Park-adjusted numbers are a mixed bag. ERA+ has him at only 98, or below the league average; however, his 35.7 VORP places him 45th in the league, ahead of such notables as Curt Schilling, John Maine, Joe Nathan and Derek Lowe. Maddux’s VORP is also up from his 32.7 last year between the Cubs and Dodgers. Finally, Maddux tied with Daisuke Matsuzaka for 27th in the league in expected wins with 13.4.
Maddux has always thrown a lot of first pitch strikes (64% career, vs 57% league average). This year, that number jumped even higher, to 68%. That might have accounted for a little bit of that jump in his hit rate; more specifically, it looks like Maddux pitched in the zone a little more last year, thinking the ballpark would back him up.
I heard many folks complain that Maddux stunk when he got deep into games this year; looking at the numbers, he was not nearly as bad as others thought him to be. From pitch 76 onward, Maddux’s ERA was 4.07 in 17.2 innings; that’s actually below his season average. Maddux had far more problems early in games; over his first 30 pitches, Mad Dog’s ERA was a painful 7.29. That would lead me to believe that Maddux has a harder time finding a rhythm now than he did five years ago.
ZIPS sees Maddux posting similar numbers in 2008; they have him at 14-11 with a 3.91 ERA over 200 innings. Sound familiar? Maddux has owned that line for the last five years. It would not surprise me at all to see him duplicate his 2007 numbers, or perhaps be a little better now that he’s learned how to pitch to the ballpark. His August numbers pointed in that direction (3-1, 2.37), but his September numbers were his worst all season (4-2, 6.14).

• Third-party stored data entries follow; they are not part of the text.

PR #306, opened 2018-02-21
(BOLT-331) Add helper to generate an inventory from PuppetDB

nicklewis:
This adds the bolt-inventory-pdb command which can be used to populate a
"template" inventory file with nodes based on PuppetDB queries.

The input to the command is basically an inventory file, except groups
should have a "query" field instead of a "nodes" field. The command will
read the input, execute each of the queries against PuppetDB, and print
a complete inventory with the "nodes" field populated for each group.

This command supports both token and cert auth to PuppetDB, and will
read the puppetdb.conf from the `puppet query` command if it's present.

### DIFF
--- a/lib/bolt_ext/puppetdb_inventory.rb
+++ b/lib/bolt_ext/puppetdb_inventory.rb
@@ -1,0 +1,243 @@
+#!/usr/bin/env ruby
+
+require 'json'
+require 'httpclient'
+require 'optparse'
+require 'yaml'
+
+module Bolt
+  class PuppetDBInventory
+    class Client
+      def self.from_config(config)
+        uri = URI.parse(config['server_urls'].first)
+        uri.port ||= 8081
+
+        cacert = File.expand_path(config['cacert'])
+        token = config.token
+
+        cert = config['cert']
+        key = config['key']
+
+        new(uri, cacert, token: token, cert: cert, key: key)
+      end
+
+      def initialize(uri, cacert, token: nil, cert: nil, key: nil)
+        @uri = uri
+        @cacert = cacert
+        @token = token
+        @cert = cert
+        @key = key
+      end
+
+      def query_certnames(query)
+        return [] unless query
+
+        body = JSON.generate(query: query)
+
+        response = http_client.post("#{@uri}/pdb/query/v4", body: body, header: headers)
+        if response.code != 200
+          raise "Failed to query PuppetDB: #{response.body}"
+        else
+          results = JSON.parse(response.body)
+          if results.first && !results.first.key?('certname')
+            raise "Query results did not contain a 'certname' field: got #{results.first.keys.join(', ')}"
+          end
+          results.map { |result| result['certname'] }.uniq
+        end
+      end
+
+      def http_client
+        return @http if @http
+        @http = HTTPClient.new
+        @http.ssl_config.set_client_cert_file(@cert, @key)
+        @http.ssl_config.add_trust_ca(@cacert)
+
+        @http
+      end
+
+      def headers
+        headers = { 'Content-Type' => 'application/json' }
+        headers['X-Authentication'] = @token if @token
+        headers
+      end
+    end
+
+    class Config
+      DEFAULT_TOKEN = File.expand_path('~/.puppetlabs/token')
+      DEFAULT_CONFIG = File.expand_path('~/.puppetlabs/client-tools/puppetdb.conf')
+
+      def initialize(config_file, options)
+        @settings = load_config(config_file)
+        @settings.merge!(options)
+
+        expand_paths
+        validate
+      end
+
+      def load_config(filename)
+        if filename
+          if File.exist?(filename)
+            config = JSON.parse(File.read(filename))
+          else
+            raise "config file #{filename} does not exist"
+          end
+        elsif File.exist?(DEFAULT_CONFIG)
+          config = JSON.parse(File.read(DEFAULT_CONFIG))
+        end
+        config.fetch('puppetdb', {})
+      end
+
+      def token
+        return @token if @token
+        if @settings['token']
+          File.read(@settings['token'])
+        elsif File.exist?(DEFAULT_TOKEN)
+          File.read(DEFAULT_TOKEN)
+        end
+      end
+
+      def [](key)
+        @settings[key]
+      end
+
+      def expand_paths
+        %w[cacert cert key token].each do |file|
+          @settings[file] = File.expand_path(@settings[file]) if @settings[file]
+        end
+      end
+
+      def validate_file_exists(file)
+        if @settings[file] && !File.exist?(@settings[file])
+          raise "#{file} file #{@settings[file]} does not exist"
+        end
+      end
+
+      def validate
+        unless @settings['server_urls']
+          raise "server_urls must be specified in the config file or with --url"
+        end
+        unless @settings['cacert']
+          raise "cacert must be specified in the config file or with --cacert"
+        end
+
+        if (@settings['cert'] && !@settings['key']) ||
+           (!@settings['cert'] && @settings['key'])
+          raise "cert and key must be specified together"
+        end
+
+        validate_file_exists('cacert')
+        validate_file_exists('cert')
+        validate_file_exists('key')
+      end
+    end
+
+    class CLI
+      def initialize(args)
+        @args = args
+        @cli_opts = {}
+        @parser = build_parser
+      end
+
+      def build_parser
+        parser = OptionParser.new('') do |opts|
+          opts.on('--cacert CACERT', "Path to the CA certificate") do |cacert|
+            @cli_opts['cacert'] = cacert
+          end
+          opts.on('--cert CERT', "Path to the certificate") do |cert|
+            @cli_opts['cert'] = cert
+          end
+          opts.on('--key KEY', "Path to the private key") do |key|
+            @cli_opts['key'] = key
+          end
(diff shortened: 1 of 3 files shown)


lib/bolt_ext/puppetdb_inventory.rb
```diff
@@ -0,0 +1,191 @@
...
+      def run
+        @parser.permute(@args)
+
+        if @show_help
+          puts @parser.help
+          return 0
+        end
+
+        unless @inventory_file
+          raise "--file is a required option"
```
lucywyman: Is there a reason it's not `--inventoryfile` for consistency with bolt? I like `--file` more  since less typing.

lib/bolt_ext/puppetdb_inventory.rb
```diff
@@ -0,0 +1,191 @@
...
+        @puppetdb_client = Client.new(config)
+
+        unless File.readable?(@inventory_file)
+          raise "Can't read the inventory file #{@inventory_file}"
+        end
+
+        inventory = YAML.load_file(@inventory_file)
+        resolve_group(inventory)
+
+        puts inventory.to_yaml
```
lucywyman: spare puts (not sure if this is final or not)

MikaelSmith: Does the script write the result to stdout? It'd be nice if that were clear in the help output.

lib/bolt_ext/puppetdb_inventory.rb
```diff
@@ -0,0 +1,191 @@
...
+        headers['X-Authentication'] = @token if @token
+        headers
+      end
+    end
+
+    class Config
+      DEFAULT_TOKEN = File.expand_path('~/.puppetlabs/token')
+
+      def initialize(options)
+        @settings = load_config(File.expand_path('~/.puppetlabs/client-tools/puppetdb.conf'))
```
MikaelSmith: I think it'd make sense for this to be configurable as well, since the config could live in a different location.

lib/bolt_ext/puppetdb_inventory.rb
```diff
@@ -0,0 +1,191 @@
...
+            @inventory_file = File.expand_path(file)
+          end
+          opts.on('-h', '--help', "Display help") do |_|
+            @show_help = true
+          end
+        end
+        parser.banner = <<-BANNER
+  Usage: bolt-inventory-pdb --file <inventory-file> [--url <url>] [auth-options]
+
+  Populate the nodes in an inventory file based on PuppetDB queries.
```
MikaelSmith: We should note how the inventory file is supposed to be formed (i.e. we expect an inventory file that includes `query` keys in place of `nodes`).

lib/bolt_ext/puppetdb_inventory.rb
```diff
@@ -0,0 +1,191 @@
...
+        @settings.merge!(options)
+        validate
+      end
+
+      def load_config(filename)
+        if File.exist?(filename)
+          JSON.parse(File.read(filename)).fetch('puppetdb', {})
+        # Only try to use the default token if it exists, so we don't override
+        # cert/key with a non-existent token
+        elsif File.exist?(DEFAULT_TOKEN)
```
MikaelSmith: `puppetdb.conf` is not required to have token specified, it'll use DEFAULT_TOKEN if not included. We should handle that.

lib/bolt_ext/puppetdb_inventory.rb
```diff
@@ -0,0 +1,191 @@
...
+          puts @parser.help
+          return 0
+        end
+
+        unless @inventory_file
+          raise "--file is a required option"
+        end
+
+        config = Config.new(@cli_opts)
+        @puppetdb_client = Client.new(config)
```
MikaelSmith: This call should be `Client.from_config`. I also found it useful to add a `--trace` option that enables printing `e.backtrace` in the rescue at line 175 for debugging.

MikaelSmith: My patches to get it working
```
diff --git a/lib/bolt_ext/puppetdb_inventory.rb b/lib/bolt_ext/puppetdb_inventory.rb
index 66ce9e1..29bb86c 100755
--- a/lib/bolt_ext/puppetdb_inventory.rb
+++ b/lib/bolt_ext/puppetdb_inventory.rb
@@ -69,7 +69,8 @@ module Bolt

       def initialize(options)
-        @settings = load_config(File.expand_path('~/.puppetlabs/client-tools/puppetdb.conf'))
+        @settings =
+          default_token(load_config(File.expand_path('~/.puppetlabs/client-tools/puppetdb.conf')))
         @settings.merge!(options)
         validate
       end
@@ -77,12 +78,18 @@ module Bolt
       def load_config(filename)
         if File.exist?(filename)
           JSON.parse(File.read(filename)).fetch('puppetdb', {})
+        else
+          {}
+        end
+      end
+
+      def default_token(conf)
         # Only try to use the default token if it exists, so we don't override
         # cert/key with a non-existent token
-        elsif File.exist?(DEFAULT_TOKEN)
-          { 'token' => DEFAULT_TOKEN }
+        if File.exist?(DEFAULT_TOKEN)
+          { 'token' => DEFAULT_TOKEN }.merge(conf)
         else
-          {}
+          conf
         end
       end

@@ -134,6 +141,9 @@ module Bolt
           opts.on('--file FILE', "Path to the inventory file to use") do |file|
             @inventory_file = File.expand_path(file)
           end
+          opts.on('--trace', "Enable stack trace on errors") do |_|
+            @trace = true
+          end
           opts.on('-h', '--help', "Display help") do |_|
             @show_help = true
           end
@@ -160,7 +170,7 @@ module Bolt
         end

         config = Config.new(@cli_opts)
-        @puppetdb_client = Client.new(config)
+        @puppetdb_client = Client.from_config(config)

         unless File.readable?(@inventory_file)
           raise "Can't read the inventory file #{@inventory_file}"
@@ -174,6 +184,7 @@ module Bolt
         return 0
       rescue StandardError => e
         puts "Error: #{e}"
+        puts e.backtrace if e.backtrace && @trace
         return 1
       end
```

lib/bolt_ext/puppetdb_inventory.rb
nicklewis: Whoops, good point. That should probably just be merged into whatever the other result is.

lib/bolt_ext/puppetdb_inventory.rb
nicklewis: Doh, I refactored some of that for testability, but I guess I didn't actually update all the uses of it in the code. Unit tests only get so far. :P

lib/bolt_ext/puppetdb_inventory.rb
MikaelSmith: With stdout, I can't do an in-place update of my inventory file. Trying to do so ends up overwriting the file before it's read.

nicklewis: This `puts` was intended, to write to stdout. But I didn't realize that still wouldn't let you update it in place. I can add an option for output file.

nicklewis:
I pushed some updates in a commit that I'll squash in after it's reviewed.

• It works again!
• `--trace` will print backtraces on error
• `--configfile` specifies the config file to load
• the input file is now a positional argument rather than a flag
• `--output` specifies where to write the output, defaulting to STDOUT
• The default token is always used if present and another token wasn't specified (if you're using cert auth, supplying the token anyway won't hurt)

MikaelSmith:
Just need to fix up tests now.

nicklewis:
Updated the tests and appeased rubocop (which found a bug!)

lib/bolt_ext/puppetdb_inventory.rb
```diff
@@ -125,55 +149,83 @@ def build_parser
...
+                  "Path to the token file",
+                  "Default: #{Config::DEFAULT_TOKEN} if present") do |token|
             @cli_opts['token'] = token
           end
           opts.on('--url URL', "The URL of the PuppetDB server to connect to") do |url|
             @cli_opts['server_urls'] = [url]
           end
-          opts.on('--file FILE', "Path to the inventory file to use") do |file|
-            @inventory_file = File.expand_path(file)
+          opts.on('--configfile CONFIG',
```
MikaelSmith: Naming of configfile and token-file feel inconsistent :(

MikaelSmith: Based on puppetdb-cli and puppet-nogui, I believe this should be `--config`.

nicklewis: I went for consistency with bolt (which uses `--configfile`) over consistency with client tools or good taste. The `--token-file` internal inconsistency seems like a problem though.

I'm fine with whatever, really.

MikaelSmith: Maybe we should change bolt...

MikaelSmith: Turns out `--config` is actually accepted by Bolt, because it's unambiguous.

nicklewis: Changing Bolt seems like the best option. In that case, I'll go with `--config` and `--token-file` and we can deal with Bolt separately?

MikaelSmith: Yeah, let's do that. It's not consistent with anything else we do. Even Puppet uses `--config`.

All things considered, Maddux looks like he’s at worst a league average starter; in this day and age, that can be hard to find, so $10M might not be overpaying for him. Beyond his performance on the mound, he appeared to help Peavy out tremendously this year concerning his approach and efficiency. Given all that he brings, this looks like a solid signing for the Pads. See the future Hall of Famer while you still can.